BACKGROUND
Papillary thyroid cancer is the most common type of thyroid cancer. The vast majority of thyroid cancers are located in the right or left lobe of the thyroid. Only a small number of thyroid cancers are located in the isthmus, the thin middle part of the thyroid that connects the lobes on both sides. Cancers in this location may have have a higher risk of spreading beyond the thyroid. In recent years, there has been a growing emphasis on reducing the extent of surgery for low-risk thyroid cancer, since the outcomes are similar while the complication rates are lower. Traditionally, surgeons removed the entire thyroid (total thyroidectomy) for high risk cancers or one lobe (lobectomy) for small cancers that are limited to 1 lobe. However, there are no clear guidelines on how much thyroid tissue should be removed when the thyroid cancer is only in the isthmus.

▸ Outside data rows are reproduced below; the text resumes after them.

PR #855, opened 2023-07-20
Adding Github.Audit Actor IP to lookup tables

yusufak-panther:
### Background

We added `actor_ip` to `Github.Audit` recently. Updating Lookup tables to use it as well.

### Changes

* Adding `actor_ip` to all enrichment LUTs

### Testing

* Not yet tested

### DIFF
--- a/lookup_tables/greynoise/advanced/noise_advanced.yml
+++ b/lookup_tables/greynoise/advanced/noise_advanced.yml
@@ -117,6 +117,9 @@ LogTypeMap:
         - "$.protoPayload.requestMetadata.callerIP"
         - "$.httpRequest.remoteIP"
         - "$.httpRequest.serverIP"
+    - LogType: Github.Audit
+      Selectors:
+        - 'actor_ip'
     - LogType: GitLab.API
       Selectors:
         - "remote_ip"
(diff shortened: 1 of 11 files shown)


lookup_tables/greynoise/advanced/noise_advanced.yml
```diff
@@ -117,6 +117,9 @@ LogTypeMap:
         - "$.protoPayload.requestMetadata.callerIP"
         - "$.httpRequest.remoteIP"
         - "$.httpRequest.serverIP"
+    - LogType: Github.Audit
```
edyesed, line 120:
```suggestion
    - LogType: GitHub.Audit
```

Other references to this logtype are spelled `GitHub.Audit`

edyesed (changes requested):
This seems syntactically correct to me. I believe `GitHub` should be camel cased

lookup_tables/greynoise/advanced/noise_advanced.yml
```diff
@@ -117,6 +117,9 @@ LogTypeMap:
         - "$.protoPayload.requestMetadata.callerIP"
         - "$.httpRequest.remoteIP"
         - "$.httpRequest.serverIP"
+    - LogType: GitHub.Audit
+      Selectors:
+        - 'actor_ip'
```
edyesed, line 122: I see other logs that reference `p_any_ip_addresses`, that seems like something we could or perhaps should do here in place of the individual field. What are your thoughts,  @rleighton ?

rleighton: It is always better to map the real field. Some sources don't have that ability because some ips are in JSON columns, so they use the `p_any` fields.

edyesed (approved):
Adds ip enrichment for GitHub.Audit actor_ip field

PR #490, opened 2023-06-13
added test helper methods

sionans:


integrations/to.etc.domui.selenium/src/main/java/to/etc/domui/webdriver/poproxies/CpComboLookup2.java
```diff
@@ -10,4 +11,10 @@ public class CpComboLookup2 extends AbstractCpComboComponent implements ICpContr
 	public CpComboLookup2(WebDriverConnector connector, Supplier<String> selectorProvider) {
 		super(connector, selectorProvider);
 	}
+
+	public Select getOptions() {
```
fjalvingh: As this returns the "select" it should be called getSelect(). Also because the things "below" a <select> tag, which contains the options, is called <option>.

fjalvingh (changes requested):

fjalvingh (approved):

PR #508, opened 2023-10-20
extending component EnumValueListInputBase

milosilic:
Allows you to pass additional checks whether control should be readonly or whether some enum should be ignored


fjalvingh (changes requested):
I am not going to accept this.
This adds methods that "pull" information from the main program without any need. We only use "pulling" methods if there is no alternative. The normal  way of configuring controls is by pushing info into them, i.e. calling setReadOnly instead of calling a method that then decides whether the thing is readonly.

The same goes for the enum filter: if you do not want all enum members then provide a list of members that should be shown (for instance in the constructor). Do not add a method that needs to filter; what needs to be shown is the task of the caller.

PR #509, opened 2023-11-07
workaround for ssl issues with nltaxonomie.nl

millevlada:


common/to.etc.alg/src/main/java/to/etc/net/SslParameters.java
```diff
@@ -0,0 +1,63 @@
+package to.etc.net;
```
millevlada: I'd like to move this class here from shared command line (in Skarp) code.

common/to.etc.alg/src/main/java/to/etc/net/HttpSsl.java
```diff
@@ -0,0 +1,141 @@
...
+import java.time.Duration;
+import java.util.ArrayList;
+import java.util.HashMap;
+import java.util.List;
+import java.util.Map;
+import java.util.Optional;
+import java.util.concurrent.Executor;
+import java.util.concurrent.ExecutorService;
+
+public class HttpSsl {
```
millevlada: some parts of this code exist also as JdkHttpClient (in Skarp code). But if we do not use GenericHttpRequest abstraction, then we do not need these other parts... So, I placed here parts that could be used for simplified use of ssl client.

integrations/to.etc.domui.hibutil/src/main/java/to/etc/domui/hibernate/config/HibernateConfigurator.java
```diff
@@ -446,6 +447,8 @@ public synchronized static void initialize(final DataSource ds) throws Exception
 		}
 
 		m_contextSource = new HibernateLongSessionContextFactory(m_listeners, hsm, m_handlers, HibernateConfigurator::onContextCreated);
+		ExceptionDialog.register(HibernateMessageDecoder::translateHibernateException);
```
millevlada: No idea how this ended up here, I guess that is something I picked up with some merges? It does look like some valid change, so I'll assume it is ok?

millevlada: yes, it went into domui meanwhile, so it is ok

fjalvingh (approved):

Recent studies suggest that removing only the isthmus (isthmusectomy) may be an alternative for some patients when the cancer is limited to the isthmus. Researchers designed this study to look at which option works best for a single thyroid cancer located only in the isthmus.
THE FULL ARTICLE TITLE
Lee S et al. Comparative study of clinical outcomes for total thyroidectomy/lobectomy and isthmusectomy in patients with isthmic papillary thyroid carcinoma. Thyroid 2025;35:1322-1330; PMID: 41020703.
SUMMARY OF THE STUDY
Researchers reviewed records from 345 patients treated between 2013 to 2022 at 2 major hospitals in South Korea. These patients had a single, small, low-risk papillary thyroid cancer located in the isthmus and were treated with total thyroidectomy, lobectomy, or isthmusectomy. Patients with very aggressive cancer types, more than one cancer, or known extension of the cancer beyond the thyroid were excluded. Patients were considered candidates for isthmusectomy if the cancer was less than 4 cm and showed no clear extension beyond the thyroid gland. Researchers combined the patients who had total thyroidectomy or lobectomy into one group and compared them with the patients who had isthmusectomy. The groups were carefully matched, so the groups were very similar in age, sex, cancer type, size, and extent, as well as other factors that affect cancer behavior, such as BRAF gene mutation or Hashimoto thyroiditis.